▶ [PROBLEM STATEMENT]: Counting only lines that contain "ConnectionTracker", how many are there in the records below? Give the figure alone.

Stored data entries:
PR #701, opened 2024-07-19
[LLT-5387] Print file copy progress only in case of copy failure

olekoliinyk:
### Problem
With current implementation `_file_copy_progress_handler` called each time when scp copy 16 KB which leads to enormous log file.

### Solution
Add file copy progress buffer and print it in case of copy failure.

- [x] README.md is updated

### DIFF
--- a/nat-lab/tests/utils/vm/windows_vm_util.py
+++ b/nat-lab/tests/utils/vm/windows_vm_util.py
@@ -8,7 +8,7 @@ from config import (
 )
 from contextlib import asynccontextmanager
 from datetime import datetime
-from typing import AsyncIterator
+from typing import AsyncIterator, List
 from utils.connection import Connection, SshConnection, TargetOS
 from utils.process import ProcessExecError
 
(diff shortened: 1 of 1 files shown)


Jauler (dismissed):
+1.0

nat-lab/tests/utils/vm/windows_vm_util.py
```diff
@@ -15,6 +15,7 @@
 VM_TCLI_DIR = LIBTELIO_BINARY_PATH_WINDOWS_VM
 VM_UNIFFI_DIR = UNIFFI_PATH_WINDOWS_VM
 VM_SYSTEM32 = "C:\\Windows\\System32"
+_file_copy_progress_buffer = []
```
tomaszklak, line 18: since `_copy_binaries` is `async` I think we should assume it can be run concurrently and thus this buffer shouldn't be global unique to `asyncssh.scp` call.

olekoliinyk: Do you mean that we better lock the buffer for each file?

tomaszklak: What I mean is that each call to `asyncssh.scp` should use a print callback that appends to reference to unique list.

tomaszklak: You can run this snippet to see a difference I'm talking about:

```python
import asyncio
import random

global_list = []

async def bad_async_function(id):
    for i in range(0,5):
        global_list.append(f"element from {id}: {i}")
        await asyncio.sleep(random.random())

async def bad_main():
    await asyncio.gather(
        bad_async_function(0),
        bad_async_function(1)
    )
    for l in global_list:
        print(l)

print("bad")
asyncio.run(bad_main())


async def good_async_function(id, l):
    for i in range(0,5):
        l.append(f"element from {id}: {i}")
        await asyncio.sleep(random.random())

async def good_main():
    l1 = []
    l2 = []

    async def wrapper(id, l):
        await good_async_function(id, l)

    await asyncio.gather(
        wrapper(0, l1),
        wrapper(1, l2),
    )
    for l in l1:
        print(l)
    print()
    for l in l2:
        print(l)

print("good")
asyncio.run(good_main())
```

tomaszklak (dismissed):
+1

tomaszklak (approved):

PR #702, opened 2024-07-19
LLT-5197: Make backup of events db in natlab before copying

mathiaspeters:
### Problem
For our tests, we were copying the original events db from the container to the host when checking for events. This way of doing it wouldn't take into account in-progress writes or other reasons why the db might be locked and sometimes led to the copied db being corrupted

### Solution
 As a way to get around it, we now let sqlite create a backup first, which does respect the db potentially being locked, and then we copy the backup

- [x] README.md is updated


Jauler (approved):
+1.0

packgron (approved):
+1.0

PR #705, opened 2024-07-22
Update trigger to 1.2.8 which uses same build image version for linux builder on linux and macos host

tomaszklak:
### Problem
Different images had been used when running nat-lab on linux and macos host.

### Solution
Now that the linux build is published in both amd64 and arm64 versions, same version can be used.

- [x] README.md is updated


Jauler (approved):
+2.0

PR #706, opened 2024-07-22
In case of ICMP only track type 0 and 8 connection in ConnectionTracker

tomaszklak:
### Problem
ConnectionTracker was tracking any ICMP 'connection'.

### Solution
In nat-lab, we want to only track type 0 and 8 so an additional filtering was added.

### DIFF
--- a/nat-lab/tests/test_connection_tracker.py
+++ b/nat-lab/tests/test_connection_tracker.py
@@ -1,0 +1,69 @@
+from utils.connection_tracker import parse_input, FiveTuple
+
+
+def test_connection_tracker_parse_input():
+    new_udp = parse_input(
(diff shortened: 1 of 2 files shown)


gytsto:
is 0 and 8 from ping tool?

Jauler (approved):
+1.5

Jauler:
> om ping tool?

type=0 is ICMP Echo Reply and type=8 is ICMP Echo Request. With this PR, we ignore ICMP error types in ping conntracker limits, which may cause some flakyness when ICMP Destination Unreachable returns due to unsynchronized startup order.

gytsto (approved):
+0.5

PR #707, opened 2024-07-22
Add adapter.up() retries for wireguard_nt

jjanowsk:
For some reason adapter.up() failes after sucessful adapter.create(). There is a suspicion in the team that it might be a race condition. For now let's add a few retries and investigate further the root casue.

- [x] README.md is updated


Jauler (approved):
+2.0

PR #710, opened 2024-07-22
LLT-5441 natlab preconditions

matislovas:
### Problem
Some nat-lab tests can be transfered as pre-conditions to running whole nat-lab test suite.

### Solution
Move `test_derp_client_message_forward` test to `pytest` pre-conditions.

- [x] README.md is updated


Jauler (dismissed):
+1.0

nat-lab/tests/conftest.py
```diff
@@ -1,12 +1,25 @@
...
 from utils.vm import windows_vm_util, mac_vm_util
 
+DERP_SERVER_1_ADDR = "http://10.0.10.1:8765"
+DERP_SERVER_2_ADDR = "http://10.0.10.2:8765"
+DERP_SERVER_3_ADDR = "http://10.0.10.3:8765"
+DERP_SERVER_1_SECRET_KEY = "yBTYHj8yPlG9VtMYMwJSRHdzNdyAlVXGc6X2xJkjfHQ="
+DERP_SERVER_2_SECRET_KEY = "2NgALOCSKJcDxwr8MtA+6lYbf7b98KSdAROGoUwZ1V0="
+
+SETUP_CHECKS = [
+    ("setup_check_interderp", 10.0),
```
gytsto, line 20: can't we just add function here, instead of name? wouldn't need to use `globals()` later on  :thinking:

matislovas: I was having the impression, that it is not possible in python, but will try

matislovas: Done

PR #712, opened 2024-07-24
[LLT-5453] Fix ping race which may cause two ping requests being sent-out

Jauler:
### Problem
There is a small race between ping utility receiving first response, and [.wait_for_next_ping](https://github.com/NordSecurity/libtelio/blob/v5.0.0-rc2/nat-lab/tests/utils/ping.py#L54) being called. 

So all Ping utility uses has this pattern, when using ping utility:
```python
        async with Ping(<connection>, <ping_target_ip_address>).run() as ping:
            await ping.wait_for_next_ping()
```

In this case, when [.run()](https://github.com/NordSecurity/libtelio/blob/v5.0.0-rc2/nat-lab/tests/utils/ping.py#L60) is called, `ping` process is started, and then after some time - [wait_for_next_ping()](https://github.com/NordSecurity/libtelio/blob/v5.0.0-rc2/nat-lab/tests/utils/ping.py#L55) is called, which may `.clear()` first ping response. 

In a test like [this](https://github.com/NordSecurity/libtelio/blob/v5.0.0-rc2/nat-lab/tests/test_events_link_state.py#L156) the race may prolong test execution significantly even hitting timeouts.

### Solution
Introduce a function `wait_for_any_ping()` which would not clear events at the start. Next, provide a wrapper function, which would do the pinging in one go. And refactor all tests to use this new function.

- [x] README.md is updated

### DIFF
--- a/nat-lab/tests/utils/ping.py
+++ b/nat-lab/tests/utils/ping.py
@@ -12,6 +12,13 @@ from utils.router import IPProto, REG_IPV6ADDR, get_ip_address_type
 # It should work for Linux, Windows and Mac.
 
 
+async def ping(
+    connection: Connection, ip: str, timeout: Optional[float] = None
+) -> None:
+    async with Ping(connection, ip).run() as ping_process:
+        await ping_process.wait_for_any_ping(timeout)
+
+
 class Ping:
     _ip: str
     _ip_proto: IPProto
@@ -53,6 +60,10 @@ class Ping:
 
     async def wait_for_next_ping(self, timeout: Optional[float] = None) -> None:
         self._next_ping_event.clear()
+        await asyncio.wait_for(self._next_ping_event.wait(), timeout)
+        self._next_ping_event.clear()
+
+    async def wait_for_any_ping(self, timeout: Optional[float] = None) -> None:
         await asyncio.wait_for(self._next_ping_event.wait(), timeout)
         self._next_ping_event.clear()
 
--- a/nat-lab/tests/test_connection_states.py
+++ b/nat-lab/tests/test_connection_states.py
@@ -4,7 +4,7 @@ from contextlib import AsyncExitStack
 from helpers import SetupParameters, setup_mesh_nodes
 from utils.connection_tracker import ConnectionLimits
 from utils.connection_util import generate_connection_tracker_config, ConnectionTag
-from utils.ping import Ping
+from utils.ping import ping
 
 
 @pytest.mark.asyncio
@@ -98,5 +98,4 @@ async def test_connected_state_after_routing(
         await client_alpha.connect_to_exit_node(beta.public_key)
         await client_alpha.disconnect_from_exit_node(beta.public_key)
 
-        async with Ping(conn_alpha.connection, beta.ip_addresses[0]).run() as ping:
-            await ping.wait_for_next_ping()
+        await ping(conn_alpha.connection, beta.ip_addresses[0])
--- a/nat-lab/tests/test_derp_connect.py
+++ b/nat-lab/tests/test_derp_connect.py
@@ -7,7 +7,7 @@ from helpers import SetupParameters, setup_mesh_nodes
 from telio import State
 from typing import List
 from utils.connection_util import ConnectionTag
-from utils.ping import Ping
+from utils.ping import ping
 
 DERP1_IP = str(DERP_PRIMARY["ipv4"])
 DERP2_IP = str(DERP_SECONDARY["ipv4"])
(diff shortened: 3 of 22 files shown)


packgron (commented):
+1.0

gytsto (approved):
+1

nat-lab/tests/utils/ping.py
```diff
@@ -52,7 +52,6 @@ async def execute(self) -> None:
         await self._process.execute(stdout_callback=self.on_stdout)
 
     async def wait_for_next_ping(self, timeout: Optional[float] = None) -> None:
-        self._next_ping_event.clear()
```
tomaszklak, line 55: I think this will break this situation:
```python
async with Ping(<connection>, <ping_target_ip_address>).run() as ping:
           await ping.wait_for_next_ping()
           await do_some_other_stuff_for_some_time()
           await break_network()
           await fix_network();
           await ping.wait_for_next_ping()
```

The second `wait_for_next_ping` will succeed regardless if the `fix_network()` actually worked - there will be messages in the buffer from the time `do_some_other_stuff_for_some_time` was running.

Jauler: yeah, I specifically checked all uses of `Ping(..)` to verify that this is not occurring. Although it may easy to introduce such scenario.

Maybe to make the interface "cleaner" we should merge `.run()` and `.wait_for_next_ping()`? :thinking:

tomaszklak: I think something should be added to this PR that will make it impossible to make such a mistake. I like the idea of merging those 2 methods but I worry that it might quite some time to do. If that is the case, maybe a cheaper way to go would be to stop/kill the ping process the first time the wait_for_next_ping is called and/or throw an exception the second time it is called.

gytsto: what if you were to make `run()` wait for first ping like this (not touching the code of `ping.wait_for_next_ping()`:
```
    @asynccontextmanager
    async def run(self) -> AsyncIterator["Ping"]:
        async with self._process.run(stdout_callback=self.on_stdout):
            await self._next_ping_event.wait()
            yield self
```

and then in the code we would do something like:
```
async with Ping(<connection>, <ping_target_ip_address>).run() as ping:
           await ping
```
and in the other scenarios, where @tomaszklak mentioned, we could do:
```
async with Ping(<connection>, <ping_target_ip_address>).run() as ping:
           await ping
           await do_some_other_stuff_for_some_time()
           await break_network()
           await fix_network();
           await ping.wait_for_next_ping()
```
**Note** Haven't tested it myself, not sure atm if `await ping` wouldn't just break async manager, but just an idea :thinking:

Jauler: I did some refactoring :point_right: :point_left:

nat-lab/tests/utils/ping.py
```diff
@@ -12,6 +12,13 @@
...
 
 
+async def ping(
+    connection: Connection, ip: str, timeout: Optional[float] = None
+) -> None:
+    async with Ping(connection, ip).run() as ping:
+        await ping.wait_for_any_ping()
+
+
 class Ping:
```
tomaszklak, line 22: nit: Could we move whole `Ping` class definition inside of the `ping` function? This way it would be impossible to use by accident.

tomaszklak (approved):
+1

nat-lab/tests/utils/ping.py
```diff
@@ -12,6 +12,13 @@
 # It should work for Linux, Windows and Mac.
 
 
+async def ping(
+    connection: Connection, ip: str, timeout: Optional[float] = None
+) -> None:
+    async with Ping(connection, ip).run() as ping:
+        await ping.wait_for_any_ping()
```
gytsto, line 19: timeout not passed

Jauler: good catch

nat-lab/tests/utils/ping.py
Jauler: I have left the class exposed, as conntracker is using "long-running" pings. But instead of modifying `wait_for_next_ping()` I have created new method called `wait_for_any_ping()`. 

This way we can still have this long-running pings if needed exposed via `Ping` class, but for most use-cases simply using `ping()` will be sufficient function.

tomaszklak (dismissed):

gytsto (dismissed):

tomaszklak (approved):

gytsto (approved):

▶ [TASK RESULT]: 2